A surge in new builds and renovations, supply chain disruptions and a shortage of materials have driven a 3.8% increase in residential construction costs in just three months says CoreLogic.

 

  Three key takeaways:

  • CoreLogic’s Cordell Construction Cost Index has tracked the largest quarterly increase since the third quarter of 2000, when construction costs increased 7.2% after the introduction of the GST.
  • The national increase of 3.8%, recorded in the three months to September 2021, outpaced the Consumer Price Index of 0.8% for the same period.
  • Nationally the annual increase was 7.1%, the highest yearly growth rate since March 2005.

 

“The quarterly rate of growth in construction costs is happening everywhere and is not restricted to one city or state. It’s a national trend,” says Tim Lawless, CoreLogic’s research director.

Dwelling approvals, which peaked in March, are now progressing through to construction, causing widespread demand for materials and trades. This increased construction activity has also coincided with supply chain disruptions which have placed further pressure on an industry dealing with a severe shortage of materials.

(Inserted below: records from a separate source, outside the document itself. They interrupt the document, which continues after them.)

PR #248, opened 2015-04-22
Fix #237 - make filename available in import_data

### LINKED ISSUE #237: Make the filename available to import_data
I'd like to be able to use the filename of the uploaded file in the admin to customize the processing - in particular I need to add a column to the dataset to indicate the parent record in a foreign key relationship, based on the name of the file.

In order to do this I propose (and I'm happy to prepare a PR):

We change `admin.ImportMixin` so that the calls to `import_data` look like:

```
    def process_import(self, request, *args, **kwargs):
        '''
        <snip>
        '''
            result = resource.import_data(dataset, dry_run=False,
                                 raise_errors=True, file_name=import_file_name)

    def import_action(self, request, *args, **kwargs):
        '''
        <snip>
        '''
                result = resource.import_data(dataset, dry_run=True,
                                              raise_errors=False, file_name=uploaded_file.name)
```

In order for this to work, `import_data` will have to accept the file name. However, I don't think that we should add this parameter to the formal arguments, because it won't be relevant to most users.

I think we should just allow `kwargs` on `import_data` so that subclasses of `Resource` have the required flexibility. I am doing this for other use cases too - for example I have an `ImplicitParentResource` that can use the provided dataset to import data into a parent model first (using a parent `Resource`) and then into the actual model used by the `Resource` where `import_data` was called. In this case, I need to pass the `user` from the `Request` into each `Resource` so that I can create the `LogEntry` records (because the default implementation can only do it for the main `Resource` called from the admin.):

```
    def import_data(self, dataset, dry_run=False, raise_errors=False,
            use_transactions=None, **kwargs):
```

rhunwicks:


bmihelac:
Looks great, merging, thanks!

“There was a much bigger increase in our index when the GST was introduced. However, outside of that structural adjustment this is by far the biggest quarterly change on record. This would be the largest market driven increase we’ve seen,” Lawless notes.

Quarterly price rises have been mostly driven by increasing timber costs, notably structural timber, metal products and plumbing supplies.

“This doesn’t look like a short-term spike. The surge in construction costs is due to the amount of construction activity that’s been approved at a time when we can’t import more skilled labour and are facing significant supply chain disruptions,” Lawless says.

Australian dwelling commencements have lifted by more than 50 per cent over the year to June, following the introduction of the HomeBuilder grant.

“This construction cost inflation could continue for another 12 to 18 months. It’s unlikely the industry can absorb a cost increase this significant into their margins and higher construction costs will ultimately be passed on to the consumer, placing further upwards pressure on the price of a new dwelling or renovation.”

The jump in construction costs comes at a time when CoreLogic is reporting a 20.3 per cent rise in housing values nationally over the past year. Higher construction costs are likely to add to affordability challenges already at play across the established housing market.

“There’s already evidence that the cost of new housing and residential construction is placing upward pressure on Australia’s inflation rates and these figures will only add to that pressure,” Lawless concludes.